Началось обсуждение. Сдержанно, умно и убедительно говорил хозяин дома, изменив своему правилу выступать последним. Чувствовалось, что он не во всем согласен с референтом, но природный такт и положение хозяина не позволяют ему пуститься в спор. Да и вообще возражать Соловьеву сразу после его ярких, эмоциональных выступлений трудно. Требуется время для того, чтобы «стряхнуть» с себя властное очарование его речи и ответить по существу. Спасовичу такого времени не нужно. И отвечать по существу он не собирается. У него свой «конек». Этот, по выражению Пассовера, «сеймикующий шляхтич», конечно же, тянет в свою сторону, к польским делам.

Кони уже давно дружит с Соловьевым, почти каждую педелю встречается с ним на обедах у Стасюлевича, любит его (Чичерин даже упрекал его за эту любовь к «Боборыкину в философии»). Ему не хочется особенно огорчать Владимира Сергеевича — он знает о его болезни, о том, что нервы Соловьева напряжены до предела. Но не может себе позволить промолчать.

И он говорит — не столько о сегодняшнем реферате, сколько о том, что давно уже тревожит его в выступлениях товарища, — о том, что у Соловьева представление о вселенском христианстве незаметно сливается с представлением о европейской цивилизации. Но как можно не видеть, что сегодня эта цивилизация становится чуждой христианским идеалам?

— Вознося хвалу Зигфриду, вы, Владимир Сергеевич, забываете, что за мечом современного крестоносца следуют неразборчивые на средства — алчный хищник и бездушный миссионер, весьма забывчивые по части истинного христианства.

— Ого! — негромко воскликнул кто-то из слушателей.

— Это кто? — спокойно спросил Анатолий Федорович. — Это я! — чуть сконфуженно отозвался Боборыкин. Все рассмеялись.

— Расчет и желание сделать кровавую «пробу пера» — вот что руководит новым и отныне, по-видимому, властным элементом международных отношений — предпринимателем-акционером, — продолжает Кони. — И, говоря сегодня о личности в современном обществе, мы не должны забывать об этом предпринимателе — он будет подавлять личность и искажать ее отношения с обществом.

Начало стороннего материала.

PR #6348, opened 2023-05-18
feat: direct admins to payments settings page

LinHuiqing:
## Problem

The current way the settings page is routed does not allow us to direct users to specific tabs. This will be disorienting for users, especially for Payments when they are navigated away then redirected back to us.

Closes FRM-753

## Solution

Set up routing for the different tabs on the Settings page, then update payment-related settings links to the payments tab in the settings page directly (previously we could only direct them to the generic settings page).

**Breaking Changes** 

## Before & After Screenshots

**BEFORE**:

https://github.com/opengovsg/FormSG/assets/37061143/43ec4f06-e5ae-4505-a87e-4c22be5ace41

**AFTER**:

https://github.com/opengovsg/FormSG/assets/37061143/4bedff81-cde0-42eb-bb6d-8f7fb42d0ddc

## Tests

- [ ] Check that opening specific settings tabs through URL path is possible:
   - [ ] Go to `/admin/form/:formId/settings`. You should see the generic settings page with the general tab open.
   - [ ] Go to `/admin/form/:formId/settings/general`. You should see the generic settings page with the general tab open.
   - [ ] Go to `/admin/form/:formId/settings/singpass`. You should see the settings page with the singpass tab open.
   - [ ] Go to `/admin/form/:formId/settings/twilio`. You should see the settings page with the twilio tab open.
   - [ ] Go to `/admin/form/:formId/settings/webhooks`. You should see the settings page with the webhooks tab open.
   - [ ] Go to `/admin/form/:formId/settings/payments`. You should see the settings page with the payments tab open.
   - [ ] Go to `/admin/form/:formId/settings/<invalid_payment_tab_str>`. You should see the generic settings page with the general tab open.
- [ ] On a storage-mode form that is not connected to stripe, go to the payment input panel. 
   - [ ] There should be an infobox with the copy "Connect your Stripe account in Settings to add payment field.". 
   - [ ] "Settings" in the copy should be a link. 
   - [ ] Clicking on the Settings link should lead the admin to the payment settings page.
- [ ] Try to connect a stripe account to the form.
   - [ ] Admin should be redirected to payment settings page after stripe has been connected.

### DIFF
--- a/frontend/src/app/AppRouter.tsx
+++ b/frontend/src/app/AppRouter.tsx
@@ -112,9 +112,11 @@ export const AppRouter = (): JSX.Element => {
         >
           <Route index element={<CreatePage />} />
           <Route
-            path={ADMINFORM_SETTINGS_SUBROUTE}
+            path={`${ADMINFORM_SETTINGS_SUBROUTE}`}
             element={<SettingsPage />}
-          />
+          >
+            <Route path={':settingsTab'} element={<SettingsPage />} />
+          </Route>
           <Route
             path={ADMINFORM_RESULTS_SUBROUTE}
             element={<FormResultsLayout />}
--- a/frontend/src/app/AppRouter.tsx
+++ b/frontend/src/app/AppRouter.tsx
@@ -111,10 +111,7 @@ export const AppRouter = (): JSX.Element => {
           element={<PrivateElement element={<AdminFormLayout />} />}
         >
           <Route index element={<CreatePage />} />
-          <Route
-            path={`${ADMINFORM_SETTINGS_SUBROUTE}`}
-            element={<SettingsPage />}
-          >
+          <Route path={ADMINFORM_SETTINGS_SUBROUTE} element={<SettingsPage />}>
             <Route path={':settingsTab'} element={<SettingsPage />} />
           </Route>
           <Route
--- a/frontend/src/features/admin-form/create/builder-and-design/BuilderAndDesignDrawer/FieldListDrawer/field-panels/PaymentsInputPanel.tsx
+++ b/frontend/src/features/admin-form/create/builder-and-design/BuilderAndDesignDrawer/FieldListDrawer/field-panels/PaymentsInputPanel.tsx
@@ -6,8 +6,9 @@ import {
   useForm,
   useWatch,
 } from 'react-hook-form'
+import { Link as ReactLink } from 'react-router-dom'
 import { useDebounce } from 'react-use'
-import { Box, FormControl, Text } from '@chakra-ui/react'
+import { Box, FormControl, Link, Text } from '@chakra-ui/react'
 import { cloneDeep } from 'lodash'
 
 import {
@@ -288,11 +289,17 @@ export const PaymentsInputPanel = (): JSX.Element | null => {
     }
   }, [paymentsField, resetData, setData, setToEditingPayment, setToInactive])
 
-  const paymentDisabledMessage = !isEncryptMode
-    ? 'Payments are not available in email mode forms.'
-    : !isStripeConnected
-    ? 'Connect your Stripe account in Settings to save this field.'
-    : ''
+  const paymentDisabledMessage = !isEncryptMode ? (
+    <Text>Payments are not available in email mode forms.</Text>
+  ) : !isStripeConnected ? (
+    <Text>
+      Connect your Stripe account in{' '}
+      <Link as={ReactLink} to={`settings/payments`}>
+        Settings
+      </Link>{' '}
+      to add payment field.
+    </Text>
+  ) : null
 
   // payment eligibility will be dependent on whether paymentDisabledMessage is non empty
   const isPaymentDisabled = !!paymentDisabledMessage
@@ -303,9 +310,7 @@ export const PaymentsInputPanel = (): JSX.Element | null => {
     <>
       {isPaymentDisabled && (
         <Box px="1.5rem" pt="2rem" pb="1.5rem">
-          <InlineMessage variant="info">
-            <Text>{paymentDisabledMessage}</Text>
-          </InlineMessage>
+          <InlineMessage variant="info">{paymentDisabledMessage}</InlineMessage>
         </Box>
       )}
       <PaymentInput isDisabled={isPaymentDisabled} />
--- a/frontend/src/features/admin-form/settings/SettingsPage.tsx
+++ b/frontend/src/features/admin-form/settings/SettingsPage.tsx
@@ -28,16 +28,8 @@ import { SettingsPaymentsPage } from './SettingsPaymentsPage'
 import { SettingsTwilioPage } from './SettingsTwilioPage'
 import { SettingsWebhooksPage } from './SettingsWebhooksPage'
 
-const settingsTabsOrder = [
-  'general',
-  'singpass',
-  'twilio',
-  'webhooks',
-  'payments',
-]
-
 export const SettingsPage = (): JSX.Element => {
-  const { formId, settingsTab = settingsTabsOrder[0] } = useParams()
+  const { formId, settingsTab } = useParams()
   const { user } = useUser()
   const { data: flags } = useFeatureFlags()
 
@@ -58,7 +50,15 @@ export const SettingsPage = (): JSX.Element => {
   const displayPayments =
     user?.betaFlags?.payment || flags?.has(featureFlags.payment)
 
-  const tabIndex = settingsTabsOrder.indexOf(settingsTab)
+  const settingsTabsOrder = [
+    'general',
+    'singpass',
+    'twilio',
+    'webhooks',
+    ...(displayPayments ? ['payments'] : []),
+  ]
+
+  const tabIndex = settingsTabsOrder.indexOf(settingsTab ?? '')
 
   return (
     <Box overflow="auto" flex={1}>
--- a/frontend/src/features/admin-form/settings/SettingsPage.tsx
+++ b/frontend/src/features/admin-form/settings/SettingsPage.tsx
@@ -1,4 +1,4 @@
-import { useEffect } from 'react'
+import { useEffect, useState } from 'react'
 import { BiCodeBlock, BiCog, BiDollar, BiKey, BiMessage } from 'react-icons/bi'
 import { useNavigate, useParams } from 'react-router-dom'
 import {
@@ -28,6 +28,8 @@ import { SettingsPaymentsPage } from './SettingsPaymentsPage'
 import { SettingsTwilioPage } from './SettingsTwilioPage'
 import { SettingsWebhooksPage } from './SettingsWebhooksPage'
 
+const settingsTabsOrder = ['general', 'singpass', 'twilio', 'webhooks']
+
 export const SettingsPage = (): JSX.Element => {
   const { formId, settingsTab } = useParams()
   const { user } = useUser()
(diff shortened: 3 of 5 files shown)


frontend/src/features/admin-form/settings/SettingsPage.tsx
```diff
@@ -59,6 +69,7 @@ export const SettingsPage = (): JSX.Element => {
         variant="line"
         py={{ base: '2.5rem', lg: '3.125rem' }}
         px={{ base: '1.5rem', md: '1.75rem', lg: '2rem' }}
+        defaultIndex={tabIndex === -1 ? 0 : tabIndex}
```
wanlingt: should we also account for the case where the displayPayments is false?

foochifa: I agree with @wanlingt here! Currently if displayPayments is false we will show a blank settings content, but should be better to just redirect back to general (consistent with params of non-existent tab)

frontend/src/app/AppRouter.tsx
```diff
@@ -111,10 +111,9 @@ export const AppRouter = (): JSX.Element => {
           element={<PrivateElement element={<AdminFormLayout />} />}
         >
           <Route index element={<CreatePage />} />
-          <Route
-            path={ADMINFORM_SETTINGS_SUBROUTE}
-            element={<SettingsPage />}
-          />
+          <Route path={ADMINFORM_SETTINGS_SUBROUTE} element={<SettingsPage />}>
+            <Route path={':settingsTab'} element={<SettingsPage />} />
```
foochifa, line 115: With this it means any `settings/:settingsTab` is a new path and has the same functionality + interaction as `settings/` right?

Just a slight concern cause technically after getting redirected back, such as from payments connect, when you toggle around the settings page, the `settings/payments` will still be reflected in the url

Was wondering if there are ways to just capture the param, maybe after computing tabIndex, navigate back to `settings/`?  (Or use search params instead?)

Minor thing though, not sure if its significant

frontend/src/features/admin-form/create/builder-and-design/BuilderAndDesignDrawer/FieldListDrawer/field-panels/PaymentsInputPanel.tsx
```diff
@@ -288,11 +289,17 @@ export const PaymentsInputPanel = (): JSX.Element | null => {
...
-    ? 'Payments are not available in email mode forms.'
-    : !isStripeConnected
-    ? 'Connect your Stripe account in Settings to save this field.'
-    : ''
+  const paymentDisabledMessage = !isEncryptMode ? (
+    <Text>Payments are not available in email mode forms.</Text>
+  ) : !isStripeConnected ? (
+    <Text>
+      Connect your Stripe account in{' '}
+      <Link as={ReactLink} to={`settings/payments`}>
```
foochifa, line 297: Tangential to your PR, but with deep linking we can do this for MyInfo fields too! @staceytan1998 

image

frontend/src/app/AppRouter.tsx
LinHuiqing: hmmm okay true... might be useful to sort this out especially if we want to do metrics 🤔

frontend/src/features/admin-form/settings/SettingsPage.tsx
LinHuiqing: thanks both, true! and will fix haha

frontend/src/app/AppRouter.tsx
LinHuiqing: Wondering if its better to somehow bind the change in tabs to the path, or use query params as you suggested

frontend/src/features/admin-form/create/builder-and-design/BuilderAndDesignDrawer/FieldListDrawer/field-panels/PaymentsInputPanel.tsx
LinHuiqing: Yea @staceytan1998 mentioned directing users to payments input panel directly too haha future work bah

frontend/src/app/AppRouter.tsx
foochifa: Yeah so either by binding so the `/:settingsTab` reflects the current tab selected, and any erroneous path will lead back to say `settings/general` 

Else if query params we can do like `settings?tab=payments` then after computing `tabIndex` we can do a 
```
const [searchParams, setSearchParams] = useSearchParams()
searchParams.delete('tab')
setSearchParams(searchParams)
```
I think should be able to modify the url string back to `/settings`?

frontend/src/features/admin-form/settings/SettingsPage.tsx
LinHuiqing: done in [19e2b8b](https://github.com/opengovsg/FormSG/pull/6348/commits/19e2b8bea00399ede3ea3dbf9874a751ccbff0f5)!

frontend/src/features/admin-form/create/builder-and-design/BuilderAndDesignDrawer/FieldListDrawer/field-panels/PaymentsInputPanel.tsx
foochifa: Aite okay! But for this myinfo one right its just from create drawer to `settings/singpass` which should be doable already right? 😅 just add the link to settings or something in the info message, but yeah we can update all our linkings in another PR!

LinHuiqing: Ohhh you mean from infobox to settings! Yea okays yup it'll enable that haha

frontend/src/app/AppRouter.tsx
LinHuiqing: Decided to go with the path route so it'll be easier to do metrics if we want to do user tracking in the future. Bound the tab changes to the paths, but I can't bind the default path to `/general` on navigation because it takes some time before `displayPayments` can be determined... I think that's okay though, right?

LinHuiqing: Done in [b5f9761](https://github.com/opengovsg/FormSG/pull/6348/commits/b5f9761880ea389c261c41c67e1033fe39ef7498)!

frontend/src/features/admin-form/settings/SettingsPage.tsx
```diff
@@ -50,6 +52,25 @@ export const SettingsPage = (): JSX.Element => {
   const displayPayments =
     user?.betaFlags?.payment || flags?.has(featureFlags.payment)
 
+  // Note: Admins are not redirected to /general on invalid settings tabs.
+  useEffect(() => {
+    if (displayPayments) {
```
foochifa, line 62: Hmm I feel like the way we are handling `payments` in `settingsTabOrder` is a bit convoluted. Looking ahead, once we bring payments into actual prod, this will need a bigger refactor too

Why not lets just keep it within `settingsTabOrder` and then check `displayPayments` when accessing `settingsTab === 'payments'`

frontend/src/features/admin-form/settings/SettingsPage.tsx
```diff
@@ -50,6 +52,25 @@ export const SettingsPage = (): JSX.Element => {
...
+      settingsTabsOrder.push('payments')
+      setTabIndex(settingsTabsOrder.indexOf(settingsTab ?? ''))
+    }
+  }, [displayPayments, settingsTab])
+
+  const [tabIndex, setTabIndex] = useState(
```
foochifa: Not sure about the usage of setState here, I think can just const tabIndex, without the useEffect above, the setState isn't really needed?

foochifa (commented):
Was wondering if there's a better way to handle the setting tab changes while still keeping track of displaypayments

```
const settingsTabsOrder = [
  'general',
  'singpass',
  'twilio',
  'webhooks',
  'payments',
]
...

  const tabIndex = settingsTabsOrder.indexOf(settingsTab ?? '')

  // if tabIndex doesn't exist or if doesn't meet displayPayments requirement
  // redirect to general tab
  if (
    tabIndex < 0 ||
    (!displayPayments && settingsTab === settingsTabsOrder[4])
  )
    navigate(`${ADMINFORM_ROUTE}/${formId}/settings/${settingsTabsOrder[0]}`)
```

Then when we will eventually move payment out of beta, we can just delete the conditional of `(!displayPayments && settingsTab === settingsTabsOrder[4])`

Rather than having to refactor the useEffect and useState

foochifa (commented):
Was wondering if there's a better way to handle the setting tab changes while still keeping track of displaypayments

```
const settingsTabsOrder = [
  'general',
  'singpass',
  'twilio',
  'webhooks',
  'payments',
]
...

  const tabIndex = settingsTabsOrder.indexOf(settingsTab ?? '')

  // if tabIndex doesn't exist or if doesn't meet displayPayments requirement
  // redirect to general tab
  if (
    tabIndex < 0 ||
    (!displayPayments && settingsTab === settingsTabsOrder[4])
  )
    navigate(`${ADMINFORM_ROUTE}/${formId}/settings/${settingsTabsOrder[0]}`)
```

Then when we will eventually move payment out of beta, we can just delete the conditional of `(!displayPayments && settingsTab === settingsTabsOrder[4])`

Rather than having to refactor the useEffect and useState

frontend/src/features/admin-form/settings/SettingsPage.tsx
LinHuiqing: Yea valid point, it did cross my mind to do this instead but I was thinking how this will reveal our beta features HAHA But okay I think that was just paranoia speaking and I don't think admins will try to enumerate our pages 😂

LinHuiqing: Hm though, we might pre-maturely redirect them to general because the displayPayments will take time :/ okay let me see what I can do

frontend/src/features/admin-form/settings/SettingsPage.tsx
LinHuiqing: The `useEffect` was needed because we need to wait for displayPayments to load first then do the navigation

foochifa: Ahh.. Okay I get what you mean now! Thanks for the explanation!

frontend/src/features/admin-form/settings/SettingsPage.tsx
LinHuiqing: okay actually another concern I had was also in the case where we have multiple tabs where we may hide from users, cos in that case, just using the array itself won't work cos its a fixed order (and won't correspond to the tab index).

LinHuiqing: Honestly, I think it isn't that bad to remove this conditional when we move to payments on prod? Just need to remove the `useEffect` hook

foochifa: Yup on second thought I think its okay to keep the hooks around, don't think we can circumvent it as we want to delay the redirect under `displayPayments` is properly loaded. 

Though I still think we should keep payments in the original `settingsTabOrder`, And just do a conditional check within the useEffect!

Also do you think we should also just check and redirect erroneous settingsTab (like `settings/whatever` to `settings/general`)? I don't think it will usually happen though so might not be a cause for concern

foochifa: Discussed to keep current implementation but add comments for documenting rationale

LinHuiqing: As discussed over huddle, we'll keep the current implementation for extensibility. Shouldn't matter since payments to prod should happen soon!! 🤞 🤞

foochifa (approved):
LGTM! Thanks HQ!

frontend/src/features/admin-form/settings/SettingsPage.tsx
LinHuiqing: comments added in [1c38c7f](https://github.com/opengovsg/FormSG/pull/6348/commits/1c38c7f887dee8ceb4fa2547f67544a8afd77fd1)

Кони говорил довольно долго, но его слушали так же внимательно, как и Владимира Сергеевича. И несколько критических замечаний в адрес Соловьева были преподнесены им так деликатно и ненавязчиво, что спорил о Кони только Боборыкин, да и то после журфикса, когда они шли к вокзалу пустынной заснеженной улицей.

Эту особенность — высказывать свое несогласие, покритиковать и очень остро, по самой сути, — и в то же время не обидеть человека, отмечали у Кони многие.

В. Б. Лопухин[40] вспоминал о первом, по избрании почетным академиком, выступлении Кони на торжественном публичном заседании Академии наук под председательством великого князя Константина Романова:

«Темою явились воспоминания о Владимире Соловьеве. В публике среди присутствующих был Сергей Юльевич Витте. Кони говорил о душевной чистоте покойного философа. Уподобил ее с небесной лазурью. Но почему-то ему понадобилось отыскать на ней какое-то «крошечное, едва заметное пятнышко». О пятнышке Анатолий Федорович говорил долго, однако так задушевно-ласково, что от обнаружения этого пятнышка вновь испеченным академиком покойник мог испытать одно только удовольствие».

Кони — Сухомлинову:

«…наш покойный сотоварищ был личность, во многих отношениях неуловимая, полная противоречий. Это были соль и дрожжи, без которых невозможно… никакое тесто, но которыми «самими по себе» питаться невозможно. Я думаю даже, что сочинения В[ладимира] Соловьева] (кроме его стихов, в которых есть… перлы) обречены на забвение. Мне кажется, что и большая часть некрологистов его неискренни и умышленно закрывают глаза на то, что метод, как бы блестящ он ни был, не может заменить положительного содержания…»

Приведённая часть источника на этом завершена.